Collected data
Issue #26299, opened 2019-09-14
[4.0] Missing language strings in installer


roland-d:
### Steps to reproduce the issue
1. Install an extension that you know will fail the installation
2. Notice you get a popup with a message like this:
![image](https://user-images.githubusercontent.com/359377/64907180-6fa31f80-d6ef-11e9-8d3b-6407c2fbab0c.png)

The issue is that we have this code in the installer `'JLIB_INSTALLER_' . $this->route` but there are no translations for them.

We need to find out which routes we have, to know which messages we need.

### Expected result
The message is translated

### Actual result
The message is untranslated

### Additional comments
I am putting this issue here as a reminder so we don't forget about them

brianteeman:
@roland-d are you sure that this is specific to Joomla 4 as it looks the same code as in joomla 3

roland-d:
@brianteeman I am not sure it is specific to J4 as I did not look at J3, I just ran into this and wanted to make sure we don't forget about it.

ceford:
I have had a look at this issue by searching the code for occurrences of JLIB_INSTALLER_' and I think there is only one string missing: JLIB_INSTALLER_DISCOVER_INSTALL and it is the same in J3. I could do a PR for J4. However, I don't know how to test it. Clearly I need to unpack a component and discover it. I tried that with the search component from J3 and it installed. I don't know how to set the PHP minimum requirement as suggested by the screenshot above. Also, I noticed that a lot of the instances of JLIB_INSTALLER_ were not followed by strtoupper - in ModuleAdapter.php, PackageAdapter.php, PluginAdapter.php and more. Should that be a separate issue? Or does it not matter?<hr /><sub>This comment was created with the <a href="https://github.com/joomla/jissues">J!Tracker Application</a> at <a href="https://issues.joomla.org/tracker/joomla-cms/26299">issues.joomla.org/tracker/joomla-cms/26299</a>.</sub>

alikon:
please test #31315

PR #31276, opened 2020-10-30
[4.0] Discover string fix

ceford:
Pull Request for Issue #26299 .

### Summary of Changes

Added strings JLIB_INSTALLER_DISCOVER_INSTALL="Discover Install"
In admin and site lib_joomla.ini

I noticed that there places where strtoupper is missing: e.g  - Text::_('JLIB_INSTALLER_' . $this->route), - leaving that as a separate issue but could fix if anyone would like to confirm - look in libraries/src/Installer/InstallerAdapter.php

### Testing Instructions

See #26299 
I do not know how to test this PR! I checked the code and I am fairly sure there is only one string missing from the set discover_install, install, update and uninstall. 

Check the code: the strings are missing.

Check the code: the strings are present.

None


chmst:
I think that the string 'discover_install" is wrong and should be only "discover" in installer_adapter.php. Then the Language Key is in the language file like all the others.

SharkyKZ:
@ceford This PR is fine but can you make it against staging instead?

ceford:
> @ceford This PR is fine but can you make it against staging instead?

Being relatively new to github, I don't know how to change a pr. And I don't know how changes in staging make their way to 4-Dev. I don't seem to have staging on my local clone. A few pointers would be helpful.

SharkyKZ:
@ceford Depends on what you're using. If branch is not available, you may need to use `git checkout` command to check out staging branch.

brianteeman:
You can change the branch here

ceford

ceford:
Closing this to create a new request with new base. I don't get a list of my requests so I can't select this one to edit.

Task objective: Transcribe the records exactly as they appear.

Exercise output:
Issue #26299, opened 2019-09-14
[4.0] Missing language strings in installer


roland-d:
### Steps to reproduce the issue
1. Install an extension that you know will fail the installation
2. Notice you get a popup with a message like this:
![image](https://user-images.githubusercontent.com/359377/64907180-6fa31f80-d6ef-11e9-8d3b-6407c2fbab0c.png)

The issue is that we have this code in the installer `'JLIB_INSTALLER_' . $this->route` but there are no translations for them.

We need to find out which routes we have, to know which messages we need.

### Expected result
The message is translated

### Actual result
The message is untranslated

### Additional comments
I am putting this issue here as a reminder so we don't forget about them

brianteeman:
@roland-d are you sure that this is specific to Joomla 4 as it looks the same code as in joomla 3

roland-d:
@brianteeman I am not sure it is specific to J4 as I did not look at J3, I just ran into this and wanted to make sure we don't forget about it.

ceford:
I have had a look at this issue by searching the code for occurrences of JLIB_INSTALLER_' and I think there is only one string missing: JLIB_INSTALLER_DISCOVER_INSTALL and it is the same in J3. I could do a PR for J4. However, I don't know how to test it. Clearly I need to unpack a component and discover it. I tried that with the search component from J3 and it installed. I don't know how to set the PHP minimum requirement as suggested by the screenshot above. Also, I noticed that a lot of the instances of JLIB_INSTALLER_ were not followed by strtoupper - in ModuleAdapter.php, PackageAdapter.php, PluginAdapter.php and more. Should that be a separate issue? Or does it not matter?<hr /><sub>This comment was created with the <a href="https://github.com/joomla/jissues">J!Tracker Application</a> at <a href="https://issues.joomla.org/tracker/joomla-cms/26299">issues.joomla.org/tracker/joomla-cms/26299</a>.</sub>

alikon:
please test #31315

PR #31276, opened 2020-10-30
[4.0] Discover string fix

ceford:
Pull Request for Issue #26299 .

### Summary of Changes

Added strings JLIB_INSTALLER_DISCOVER_INSTALL="Discover Install"
In admin and site lib_joomla.ini

I noticed that there places where strtoupper is missing: e.g  - Text::_('JLIB_INSTALLER_' . $this->route), - leaving that as a separate issue but could fix if anyone would like to confirm - look in libraries/src/Installer/InstallerAdapter.php

### Testing Instructions

See #26299 
I do not know how to test this PR! I checked the code and I am fairly sure there is only one string missing from the set discover_install, install, update and uninstall. 

Check the code: the strings are missing.

Check the code: the strings are present.

None


chmst:
I think that the string 'discover_install" is wrong and should be only "discover" in installer_adapter.php. Then the Language Key is in the language file like all the others.

SharkyKZ:
@ceford This PR is fine but can you make it against staging instead?

ceford:
> @ceford This PR is fine but can you make it against staging instead?

Being relatively new to github, I don't know how to change a pr. And I don't know how changes in staging make their way to 4-Dev. I don't seem to have staging on my local clone. A few pointers would be helpful.

SharkyKZ:
@ceford Depends on what you're using. If branch is not available, you may need to use `git checkout` command to check out staging branch.

brianteeman:
You can change the branch here

ceford

ceford:
Closing this to create a new request with new base. I don't get a list of my requests so I can't select this one to edit.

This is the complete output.